Also schied dieser Gast, dessen Nahmen ich nicht erfahren konte, von mir, ich gieng zurück an meine Arbeit, und blieb biß zu Ende des Novembris in meiner Station, brachte alle unter der Hand gehabte Massen und Mixturen so weit zu rechte, daß sie bey genauer Untersuchung nicht getadelt werden konten, kauffte mir ein gutes Pferd und reisete darvon, ohngeacht mich der neue Patron sehr inständig zum längern dableiben animiren, und meinen Lohn um die Helffte verbessern wolte.

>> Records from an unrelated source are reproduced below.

PR #600, opened 2024-09-21
chore: Support running a subset of tests

rschristian:
It's a tad annoying to work with the test suite as there's effectively no way to focus tests -- at a minimum, [this will throw](https://github.com/preactjs/signals/blob/e04671469e9272de356109170b2e429db49db2f0/karma.conf.js#L34) if you haven't built the React transform (which is quite commonly the case for me as I have no reason to touch the React integration).

While not quite Karma's `--grep` flag, this supports `--grep=core,preact,...` to optionally filter & focus the test suite.


package.json
```diff
@@ -45,6 +45,7 @@
   "license": "MIT",
   "devDependencies": {
     "@babel/core": "^7.23.3",
+    "@babel/helper-module-imports": "^7.22.5",
```
rschristian, line 48: The three deps moved/copied to the root are to support this: https://github.com/preactjs/signals/blob/e04671469e9272de356109170b2e429db49db2f0/test/browser/babel.js#L10

I'm not sure if that can support being set async w/out race conditions, so I just move the deps up. If they weren't, the tests can still succeed, but there will be a bunch of rather noisy errors printed to the log.

rschristian:
I have no idea what PNPM's problem is, other than that after upgrading lockfile version, it seems to have picked entirely new versions of at least iso & some babel dep, ignoring previous locked versions. Will try to upgrade that separately.

package.json
rschristian: Turns out these setup functions are only needed for the React tests. Whoops! Can be filtered out entirely if no react suites are being ran.

JoviDeCroock (approved):

PR #604, opened 2024-10-03
Raf aligned dom updates

JoviDeCroock:
This also converts our synchronous DOM updates to be animation-frame aligned, this will make them execute in parallel and when the browser is prepared for it.

Let's draw out the ideal scenario we want to create:

- effects that end up in a setState get executed synchronously so these updates are immediately added in the render queue
- signal-effects are deferred by an animation-frame
- TextNodeUpdates are deferred by an animation-frame
- AttributeNodeUpdates are deferred by an animation-frame

Now we can be sure that Preact updates take presedence over our normal DOM updates.

One thing I am unsure of is the following https://github.com/preactjs/signals/blob/main/packages/preact/src/index.ts#L92-L100 whether we can reliably make this also deferred as currently it's synchronous, we could just defer the `s.data = s.peek()` part? From the tests it looks to work as we expect with RAF though 😅 

Fixes https://github.com/preactjs/signals/issues/315
Proof: https://codesandbox.io/p/sandbox/epic-wilbur-hhln8l

This could be considered a breaking change though 😅 

Another thing to consider here would be the testing story, we could tie it into `options.debounceRendering` but that might lead to some odd behavior in terms of rendering. To align with how the user would see this behave it would need to execute Preact updates and then update the nodes directly.

In the latest version of this branch the above is fixed by leveraging `options.requestAnimationFrame` which now means that any signal update needs to be wrapped in `act`. In a way this was always the case as a signal update that resulted in a Preact state update would require it to be wrapped in `act` but now this is the norm.

Doing this investigation made me think about how we do `useSignalEffect` in React and maybe we should leverage the `scheduler` package rather than injecting an arbitrary animation frame as React would better work with its own scheduler.

### DIFF
--- a/.changeset/ninety-beans-compare.md
+++ b/.changeset/ninety-beans-compare.md
@@ -1,0 +1,5 @@
+---
+"@preact/signals": minor
+---
+
+Defer all DOM updates by an animation frame as well
--- a/.changeset/ninety-beans-compare.md
+++ b/.changeset/ninety-beans-compare.md
@@ -3,14 +3,14 @@
 ---
 
 Defer all DOM updates by an animation frame, this should make it so
-that any used to be synchronous DOM update will be delayed by an
+that any previously synchronous DOM update will be instead delayed by an
 animation frame. This allows Preact to first perform its own render
 cycle and then our direct DOM updates to occur. These will now
 be performed in a batched way which is more performant as the browser
 is prepared to handle these during the animation frame.
 
-This does have one way to how Preact based signals are tested, when
-we perform a signal update we have to wrap it in `act`, in a way
-this was always the case as a signal update that resulted in
-a Preact state update would require it to be wrapped in `act` but
+This does impact how Preact based signals are tested, when
+you perform a signal update, you'll need to wrap it in `act`. In a way
+this was always the case, as a signal update that resulted in
+a Preact state update would require it to be wrapped in `act`, but
 now this is the norm.
--- a/.changeset/ninety-beans-compare.md
+++ b/.changeset/ninety-beans-compare.md
@@ -1,5 +1,5 @@
 ---
-"@preact/signals": minor
+"@preact/signals": major
 ---
 
 Defer all DOM updates by an animation frame, this should make it so
--- a/.changeset/ninety-beans-compare.md
+++ b/.changeset/ninety-beans-compare.md
@@ -2,4 +2,15 @@
 "@preact/signals": minor
 ---
 
-Defer all DOM updates by an animation frame as well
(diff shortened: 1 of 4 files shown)


.changeset/ninety-beans-compare.md
```diff
@@ -0,0 +1,16 @@
+---
+"@preact/signals": minor
+---
+
+Defer all DOM updates by an animation frame, this should make it so
+that any used to be synchronous DOM update will be delayed by an
```
rschristian, line 6:
```suggestion
that any previously synchronous DOM update will be instead delayed by an
```

.changeset/ninety-beans-compare.md
```diff
@@ -0,0 +1,16 @@
...
+animation frame. This allows Preact to first perform its own render
+cycle and then our direct DOM updates to occur. These will now
+be performed in a batched way which is more performant as the browser
+is prepared to handle these during the animation frame.
+
+This does have one way to how Preact based signals are tested, when
```
rschristian, line 12: Sorry, not quite sure what's meant here but I think there's a typo. "This does impact how..." perhaps?

.changeset/ninety-beans-compare.md
```diff
@@ -0,0 +1,16 @@
...
+we perform a signal update we have to wrap it in `act`, in a way
+this was always the case as a signal update that resulted in
+a Preact state update would require it to be wrapped in `act` but
```
rschristian, line 15: The switch from "we" to "you" is mostly just to emphasize this is a change end users need to take. I think "we" isn't the best word for that as users might think that's an internal change, though I understand your meaning ("we" collectively as users of the lib)

```suggestion
you perform a signal update, you'll need to wrap it in `act`. In a way
this was always the case, as a signal update that resulted in
a Preact state update would require it to be wrapped in `act`, but
```

rschristian (approved):
Awesome!

.changeset/ninety-beans-compare.md
JoviDeCroock:
```suggestion
This does impact how Preact based signals are tested, when
```

marvinhagemeister (approved):
This is great! Only thought I have is if we should flag this update as "major" for the preact adapter or not. Because upgrading might break some tests.

.changeset/ninety-beans-compare.md
```diff
@@ -0,0 +1,16 @@
+---
+"@preact/signals": minor
```
JoviDeCroock, line 2:
```suggestion
"@preact/signals": major
```

PR #610, opened 2024-10-08
Throw error when binding signal to event handler

### LINKED ISSUE #607: Signals passed to event-handlers stop updating

**Environment**
- [x] I am using `@preact/signals`
- [ ] I am using `@preact/signals-react`
  - [ ] I understand usage changed in v2, and I've followed the [React Integration instructions](https://github.com/preactjs/signals/tree/main/packages/react#react-integration)

**Describe the bug**

When we pass a signal to an event-handler, the event-handler does not update when the signal updates.

**To Reproduce**

https://codesandbox.io/p/sandbox/quizzical-dubinsky-2t6fph?file=%2Fsrc%2Findex.js%3A3%2C10&workspaceId=2e3797ed-dfbc-47a1-a0f6-cc1df3dc9874

After 5 seconds the event-handler will switch to one where you type it will change the value to bonk.

**Expected behavior**

It should not invoke the old handler (see logs).

To fix this we might need to opt out event handlers from the optimized update path.

JoviDeCroock:
Resolves #607

### DIFF
--- a/.changeset/chilly-planets-learn.md
+++ b/.changeset/chilly-planets-learn.md
@@ -1,0 +1,5 @@
+---
+"@preact/signals": minor
+---
+
+Throw error when binding a signal to an event handler
--- a/packages/preact/src/index.ts
+++ b/packages/preact/src/index.ts
@@ -193,12 +193,24 @@ hook(OptionsTypes.DIFFED, (old, vnode) => {
 				updaters = {};
 				dom._updaters = updaters;
 			}
+
 			for (let prop in props) {
 				let updater = updaters[prop];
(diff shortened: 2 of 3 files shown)


rschristian:
Sorry, had somehow missed this PR. Seems reasonable, though I wish we had a better detection method than starting with `'on'` (totally aware this is what Preact does too, matching it makes sense)

JoviDeCroock:
@rschristian no worries, yes my main reason for removing this is that the detection is flawed and we could in theory start using `handleEvent` as well to capture these 😅 though that would only be supported in 10.25.0

PR #611, opened 2024-10-08
fix(signals-react): use isomorphic layout

### LINKED ISSUE #606: Warning: useLayoutEffect does nothing on the server

**Environment**
- [x] I am using `@preact/signals-react`
  - [x] I understand usage changed in v2, and I've followed the [React Integration instructions](https://github.com/preactjs/signals/tree/main/packages/react#react-integration)

**Describe the bug**
Hello !
When running `@preact/signals-react` on a server-side rendered inertia app, I get the following warning:
```
Warning: useLayoutEffect does nothing on the server, because its effect cannot be encoded into the server renderer's output format. This will lead to a mismatch between the initial, non-hydrated UI and the intended UI. To avoid this, useLayoutEffect should only be used in components that render exclusively on the client. See https://reactjs.org/link/uselayouteffect-ssr for common fixes.
```
I guess it's rather an SSR problem than an Inertia problem.

It seems to be introduced by @developit in https://github.com/preactjs/signals/commit/0bed42d71929d26ecfdc1e48a16c92a0e6280563 commit. I'm not familiar enough with the package to really know what's the best way to avoid this warning.
For now, the only workaround I found is to go back to 2.0.1 version.

Let me now if you need more informations!

**To Reproduce**
No easy way I think.

**Expected behavior**
No warning.

Xstoudi:
Proposal to fix #606

### DIFF
--- a/.changeset/great-geese-play.md
+++ b/.changeset/great-geese-play.md
@@ -2,4 +2,4 @@
 "@preact/signals-react": patch
 ---
 
-Use isomorphic layout effect hook
+Silences noisy warnings about `useLayoutEffect` whilst using SSR by switching to an isomorphic layout effect hook
--- a/.changeset/great-geese-play.md
+++ b/.changeset/great-geese-play.md
@@ -1,0 +1,5 @@
+---
+"@preact/signals-react": patch
+---
+
+Use isomorphic layout effect hook
--- a/packages/react/runtime/src/index.ts
+++ b/packages/react/runtime/src/index.ts
@@ -316,6 +316,9 @@ function cleanupTrailingStore() {
 	currentStore?.f();
 }
 
+const useIsomorphicLayoutEffect =
+	typeof window !== "undefined" ? useLayoutEffect : useEffect;
+
 /**
  * Custom hook to create the effect to track signals used during render and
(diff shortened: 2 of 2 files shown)


rschristian (approved):
Cheers, mind adding a changeset? Should just need to run `pnpm changeset`, which will walk you through the process.

Xstoudi:
First time doing that, let me know if it's not alright.

.changeset/great-geese-play.md
```diff
@@ -0,0 +1,5 @@
+---
+"@preact/signals-react": patch
+---
+
+Use isomorphic layout effect hook
```
rschristian, line 5: Thanks!

We should add better docs here (I now realize this is completely missing from our [contributing doc](https://github.com/preactjs/signals/blob/main/CONTRIBUTING.md)), but the general idea is that this makes up our change log when we publish a new version.

As such, I'd suggest this as it makes it a bit clearer to users how it affects them:

```suggestion
Silences noisy warnings about `useLayoutEffect` whilst using SSR by switching to an isomorphic layout effect hook
```

rschristian:
Thanks! We appreciate you taking the time to both report & fix this.

PR #617, opened 2024-11-19
Fix text update recomputing in @preact/signals 1.3.x

developit:
We could have just checked the value against a local variable, but that would leave the computeds re-running unnecessarily.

In Hoffnung war ich nunmehro ein sehr reicher Mensch, an baaren Gelde aber hatte doch auch so viel, daß mich in Deutschland auch an dem aller vornehmsten Orte zu etabiliren getrauen konte. Allein die Sache bekam in wenig Tagen ein gantz anderes Ansehen, denn auf der Reise nach Cassel zu, wurde ich eines Morgens gar früh, und zwar im Walde, bey sehr strenger Kälte, von 4. Strassen-Räubern angehalten und genöthiget, ihnen alles bey mir habende Geld, nebst andern Sachen, und so gar den Mantel-Sacke zu überlassen, denn zwey von diesen Buben setzten mir ihr aufgezogenes Gewehr in die Seiten, da inzwischen die beyden andern mein[304] Vermögen auspresseten. Dem ohngeacht muste es vor eine besondere Gnade passiren, daß sie mir nicht allein mein Pferd, sondern auch ein klein Paquet gediehenes Gold, nicht abnahmen, welches letztere ich, ihnen unbewust, auf der Brust an einer güldenen Kette hangen hatte.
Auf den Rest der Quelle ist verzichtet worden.